WORK ITEM: The answer must be every line of the records below that contains the word "match".

[[ PROVIDED RECORDS, beginning ]]

PR #2223, opened 2018-10-09
Preserve function body braces

anmonteiro:
This is an alternative to #1826 implementing just the brace preservation
code, to make it easier to be reviewed.

I think this is now in a better place to get into the codebase given
that we have `Reason_attributes` outside of `Reason_pprint_ast` and that
we now remove our own attributes before printing to OCaml.

I think we can probably refactor this code further in future PRs, as
well as add other stylistic preservation changes.

### DIFF
--- a/formatTest/typeCheckedTests/expected_output/oo.re
+++ b/formatTest/typeCheckedTests/expected_output/oo.re
@@ -14,12 +14,18 @@ class virtual stack ('a) (init) = {
       Some(hd);
     | [] => None
     };
-  pub push = hd => v = [hd, ...v];
-  initializer (
-    print_string("initializing object")
-  );
-  pub explicitOverrideTest = a => a + 1;
-  pri explicitOverrideTest2 = a => a + 1;
+  pub push = hd => {
+    v = [hd, ...v];
+  };
+  initializer {
+    print_string("initializing object");
+  };
+  pub explicitOverrideTest = a => {
+    a + 1;
+  };
+  pri explicitOverrideTest2 = a => {
+    a + 1;
+  };
 };
 
 let tmp = {
@@ -50,10 +56,12 @@ class virtual stackWithAttributes ('a) (init) = {
       Some(hd);
     | [] => None
     };
-  pub push = hd => v = [hd, ...v];
-  initializer (
-    print_string("initializing object")
-  );
+  pub push = hd => {
+    v = [hd, ...v];
+  };
+  initializer {
+    print_string("initializing object");
+  };
 };
 
 class extendedStack ('a) (init) = {
@@ -67,9 +75,15 @@ class extendedStackAcknowledgeOverride
       (init) = {
   inherit (class stack('a))(init);
   val dummy = ();
-  pub implementMe = i => i + 1;
-  pub! explicitOverrideTest = a => a + 2;
-  pri! explicitOverrideTest2 = a => a + 2;
+  pub implementMe = i => {
+    i + 1;
+  };
+  pub! explicitOverrideTest = a => {
+    a + 2;
+  };
+  pri! explicitOverrideTest2 = a => {
+    a + 2;
+  };
 };
 
 let inst = (new extendedStack)([1, 2]);
@@ -133,8 +147,12 @@ let anonClosedObject: {
   x: int,
   y: int,
 } = {
-  pub x = 0;
-  pub y = 0
+  pub x = {
+    0;
+  };
+  pub y = {
+    0;
+  }
 };
 
 let onlyHasX = {pub x = 0};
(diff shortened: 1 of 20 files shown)


src/reason-parser/reason_heuristics.ml
```diff
@@ -102,6 +102,13 @@ let isFastPipe e = match Ast_404.Parsetree.(e.pexp_desc) with
     {pexp_desc = Pexp_ident({txt = Longident.Lident("|.")})},
       _
     ) -> true
+  (* | Pexp_apply(
+    {pexp_desc = Pexp_apply(
+      {pexp_desc = Pexp_ident({txt = Longident.Lident("|.")})},
+        _
+      )},
+      _
+  ) -> Printf.eprintf "YEP\n%!";true *)
```
IwanKaramazow: Can be removed.

src/reason-parser/reason_pprint_ast.ml
```diff
@@ -1747,8 +1747,23 @@ let partitionFinalWrapping listTester wrapFinalItemSetting x =
...
+let should_preserve_requested_braces expr =
+  let {literalAttrs} = partitionAttributes expr.pexp_attributes in
+  match expr.pexp_desc with
+  | Pexp_ifthenelse _
+  | Pexp_try _ -> false
+  | _ -> Reason_attributes.has_preserve_braces_attrs literalAttrs
+
 let semiTerminated term = makeList [term; atom ";"]
 
+let makeBreakableBlock ?(inline=false) letItems =
```
IwanKaramazow: I'm not a huge fan of abstractions on top of `makeList`. The exact behaviour of `makeBreakableBlock` is very hard to predict without inspecting its implementation.
`makeBreakableBlock` seems to be used only once too. Is there a reason why you didn't use `makeList` with all named args in the letList printing? Just using `makeList` with all named args makes it very clear what is going to happen.

jaredly:
yayyyyyyy

src/reason-parser/reason_attributes.ml
```diff
@@ -38,6 +38,9 @@ let rec partitionAttributes ?(partDoc=false) ?(allowUncurry=true) attrs : attrib
   | (({txt="reason.raw_literal"}, _) as attr) :: atTl ->
     let partition = partitionAttributes ~partDoc ~allowUncurry atTl in
     {partition with literalAttrs=attr::partition.literalAttrs}
+  | (({txt="reason.preserve_braces"}, _) as attr) :: atTl ->
+    let partition = partitionAttributes ~partDoc ~allowUncurry atTl in
+    {partition with literalAttrs=attr::partition.literalAttrs}
```
jordwalke: `literalAttrs` was originally intended to represent string literals. It seems you're repurposing them here? The name should probably be changed accordingly.

jordwalke:
Is it currently the case that these (and other stylistic attributes such as string "literal" attributes) are removed when the `--print` is `binary`? I believe that should be the case and would fix the other issues we've had with ppx plugins complaining.

anmonteiro:
@jordwalke yes, we remove `literalAttrs` from printing.

I agree with your comment that the name should probably be changed.

formatTest/typeCheckedTests/expected_output/oo.re
```diff
@@ -14,12 +14,18 @@ class virtual stack ('a) (init) = {
...
-  pub push = hd => v = [hd, ...v];
-  initializer (
-    print_string("initializing object")
-  );
-  pub explicitOverrideTest = a => a + 1;
-  pri explicitOverrideTest2 = a => a + 1;
+  pub push = hd => {
+    v = [hd, ...v];
+  };
+  initializer {
```
IwanKaramazow: What's the rational behind printing braces here, while the original had parens?

formatTest/unit_tests/expected_output/modules.re
```diff
@@ -515,24 +516,42 @@ module M = {
 
 module N = {
   open M;
-  let z = M.(34);
+  let z = {
+    M.(34);
```
IwanKaramazow: Why does this local open sugar have braces?

formatTest/unit_tests/expected_output/modules.re
```diff
@@ -515,24 +516,42 @@ module M = {
...
+  };
   let z = {
     open M;
     34;
     35;
   };
+  let z = {
+    M.(34, 35);
```
IwanKaramazow: Same for every local open sugar, is this part of this PR? I'm not sure that we want braces if there's an open sugar transformation happening in printing

formatTest/unit_tests/expected_output/modules.re
anmonteiro: This is how the original input file looked.

formatTest/typeCheckedTests/expected_output/oo.re
jordwalke: @anmonteiro ?

jaredly: The original has braces: https://github.com/anmonteiro/reason/blob/373ed5f64d2f2a389e5a507270178dc5b1bf7efa/formatTest/typeCheckedTests/input/oo.re#L22

PR #2226, opened 2018-10-12
Set up error messages properly in non-recoverable mode

### LINKED ISSUE #2114: UNKNOWN SYNTAX ERROR on infix functions with missing arguments
Minimal example:

```
 "foo" ++
```

anmonteiro:
This PR takes advantage of the currently set up infrastructure for recoverable mode and avoids bailing out whenever we need to handle an error. Instead, it keeps reducing until we catch an exception with the right kind of error coming from the parser.

This enables many more error messages for free that were disabled until now.

Also fixes #2114 for example.

### DIFF
--- a/src/reason-parser/reason_toolchain.ml
+++ b/src/reason-parser/reason_toolchain.ml
@@ -686,19 +686,35 @@ module Reason_syntax = struct
       let process_invalid_docstring (text, loc) = Reason_lexer.add_invalid_docstring text loc in
       List.iter process_invalid_docstring (List.rev docstrings)
 
+  let custom_error supplier env =
+    let loc = last_token_loc supplier in
+    let token = match supplier.last_token with
+      | Some token -> token
+      | None -> assert false
+    in
+    let state = I.current_state_number env in
+    (* Check the error database to see what's the error message
+    associated with the current parser state  *)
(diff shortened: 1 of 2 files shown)


IwanKaramazow:
How big would you estimate the cost of:
image

src/reason-parser/reason_toolchain.ml
```diff
@@ -719,21 +735,11 @@ module Reason_syntax = struct
...
-      (* Check the error database to see what's the error message
-       * associated with the current parser state *)
-      let msg = Reason_parser_explain.message env token in
-      let msg_with_state = Printf.sprintf "%d: %s" state msg in
-      raise (Reason_syntax_util.Error (loc, (Reason_syntax_util.Syntax_error msg_with_state)))
-
+    | I.HandlingError _env as error_checkpoint ->
+      (* If not in a recoverable state, resume just enough to be able to
+       * catch a nice error message above. *)
+      let cp = I.resume error_checkpoint in
```
IwanKaramazow: Are there cases where we don't want to resume when we're handling an error?

anmonteiro: I think there are, but I'm not sure which heuristics to go for here.

PR #2246, opened 2018-10-21
Add synopsis and description to rtop.opam

anmonteiro:
Opam-repository requires it.


anmonteiro:
This should also have been included in #2244 but somehow I missed it.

[[ PROVIDED RECORDS, end ]]

ANSWER TO THIS EXERCISE:
@@ -102,6 +102,13 @@ let isFastPipe e = match Ast_404.Parsetree.(e.pexp_desc) with
+  match expr.pexp_desc with
+    let token = match supplier.last_token with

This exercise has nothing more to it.